# The Abyss - what"yellow" LED for optical ?



## lcipher3 (Dec 27, 2019)

While I'm waiting for the PCB to come into stock was going to buy some parts....

Any hints on what to use for the "YELLOW" LED  (for the 4 LDR (KE-10720) ??   There's about a million of em
They go from 2 mcd to 25000 mcd
Clear?  Tinted?






						yellow led Yellow LEDs T-1 3/4 (5 mm) Standard LEDs - Through Hole | Mouser
					

Yellow LEDs T-1 3/4 (5 mm) yellow led Standard LEDs - Through Hole are available at Mouser Electronics. Mouser offers inventory, pricing, & datasheets for Yellow LEDs T-1 3/4 (5 mm) yellow led Standard LEDs - Through Hole.




					www.mouser.com


----------



## Nostradoomus (Dec 27, 2019)

Diffused (tinted) work well. I used whichever one Tayda sells in quite a few LDR builds and never had a problem.


----------



## Robert (Dec 27, 2019)

Except for the Delegate I've use the diffused yellow + LDR from Tayda for all of my LDR builds.


----------



## lcipher3 (Dec 27, 2019)

thanks!  looks like Tayda actually has everything I need


----------



## BurntFingers (Dec 27, 2019)

Robert said:


> Except for the Delegate I've use the diffused yellow + LDR from Tayda for all of my LDR builds.



What led did you use for the delegate please? I have one to build.


----------



## Robert (Dec 27, 2019)

5mm clear white.








						LED 5mm White Water Clear Ultra Bright
					

Get It Fast - Same Day Shipping




					www.taydaelectronics.com


----------



## Aria51 (Feb 4, 2020)

Robert said:


> Except for the Delegate I've use the diffused yellow + LDR from Tayda for all of my LDR builds.

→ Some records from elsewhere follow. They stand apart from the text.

PR #47, opened 2021-10-06
Implement internal load balancer

samdealy:
### Motivation
Right now, it's difficult for clients to communicate with multiple consensus nodes. If a consensus node goes down and they'd like to communicate with another node, they have to reinstantiate a `MobileCoinClient` and supply a new `consensusUri`. 

### In this PR
* Creates a `LoadBalancer` interface, which supplies a URI.
* Creates `RandomLoadBalancer`, which implements `LoadBalancer` and supplies a random URI from a list of URIs.
* Creates a new `MobileCoinClient` constructor that allows clients to pass in a list of `consensusUris`. Refactors tests to use this constructor
* Uses `RandomLoadBalancer` to provide a `consensusUri` for client classes that communicate with consensus nodes. This URI is used once per attestation session.
* Nulls out the `restClient` on shutdown. This ensures that a new `consensusUri` is chosen for the next attestation session.

Fixes this [ticket](https://app.asana.com/0/1200318482173758/1200761120709344/f).

### Testing
I created a local test that experiences a `NetworkException` when a transaction is submitted. Attestation resets, and then I submit another transaction. I verified that a new `consensusUri` is used for the second transaction submission. I tested this for both GRPC and HTTP clients.

### Future Work
* Investigate whether or not we should use `LoadBalancer` for Fog URIs.
* Add integration tests that emulate the testing I outlined in the Testing section.

### DIFF
--- a/android-sdk/src/main/java/com/mobilecoin/lib/MobileCoinClient.java
+++ b/android-sdk/src/main/java/com/mobilecoin/lib/MobileCoinClient.java
@@ -24,12 +24,14 @@ import com.mobilecoin.lib.log.Logger;
 import com.mobilecoin.lib.network.TransportProtocol;
 import com.mobilecoin.lib.network.uri.ConsensusUri;
 import com.mobilecoin.lib.network.uri.FogUri;
+import com.mobilecoin.lib.network.uri.MobileCoinUri;
 import com.mobilecoin.lib.util.Result;
 import com.mobilecoin.lib.util.Task;
 import consensus_common.ConsensusCommon;
 import fog_ledger.Ledger;
 import java.math.BigInteger;
 import java.util.ArrayList;
+import java.util.Collections;
 import java.util.HashMap;
 import java.util.HashSet;
 import java.util.List;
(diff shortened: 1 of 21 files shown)


android-sdk/src/main/java/com/mobilecoin/lib/MobileCoinClient.java
```diff
@@ -102,20 +104,47 @@ public MobileCoinClient(
...
+    ) throws InvalidUriException {
+        this(accountKey, fogUri, Collections.singletonList(consensusUri), clientConfig);
+    }
+
+    /**
+     * Construct new {@link MobileCoinClient} instance
+     * If the service URIs don't specify the ports explicitly, port 443 will be used by default.
+     *
+     * @param accountKey   user's accountKey
+     * @param fogUri       a complete URI for the fog service
```
the-real-adammork, line 116:
```suggestion
     * @param fogUri       a complete URI for the fog service
```
```suggestion
     * @param fogUri       a complete URI's for the fog service
```

android-sdk/src/main/java/com/mobilecoin/lib/RandomLoadBalancer.java
```diff
@@ -0,0 +1,57 @@
...
+  @Override
+  public MobileCoinUri getNextServiceUri() {
+    if (serviceUris.size() == 1) {
+      return serviceUris.get(0);
+    }
+
+    return getNextServiceUriForMultipleUris();
+  }
+
+  private MobileCoinUri getNextServiceUriForMultipleUris() {
```
the-real-adammork, line 46: was there any consideration to remove URI's (for a time) if it fails ?

the-real-adammork (approved):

Is it the SMD? I don't see diffused yellow other than that.
Edit; Never mind don't include "diffused" in the search https://www.taydaelectronics.com/led-5mm-yellow.html


----------



## Nostradoomus (Feb 4, 2020)

LED 5mm Yellow
					

Get It Fast - Same Day Shipping




					www.taydaelectronics.com


----------



## daeg (Feb 10, 2020)

Robert said:


> Except for the Delegate I've use the diffused yellow + LDR from Tayda for all of my LDR builds.



The idea of shooting a water-clear LED straight up and not at the LDR kind of mystified me but I guess that's how EQD does it.


----------



## eaglehat (Feb 10, 2020)

Robert said:


> Except for the Delegate I've use the diffused yellow + LDR from Tayda for all of my LDR builds.


I’m curious as to why you chose the clear white in the Delegate and tinted yellow in everything else.


----------



## Chuck D. Bones (Feb 11, 2020)

daeg said:


> The idea of shooting a water-clear LED straight up and not at the LDR kind of mystified me but I guess that's how EQD does it.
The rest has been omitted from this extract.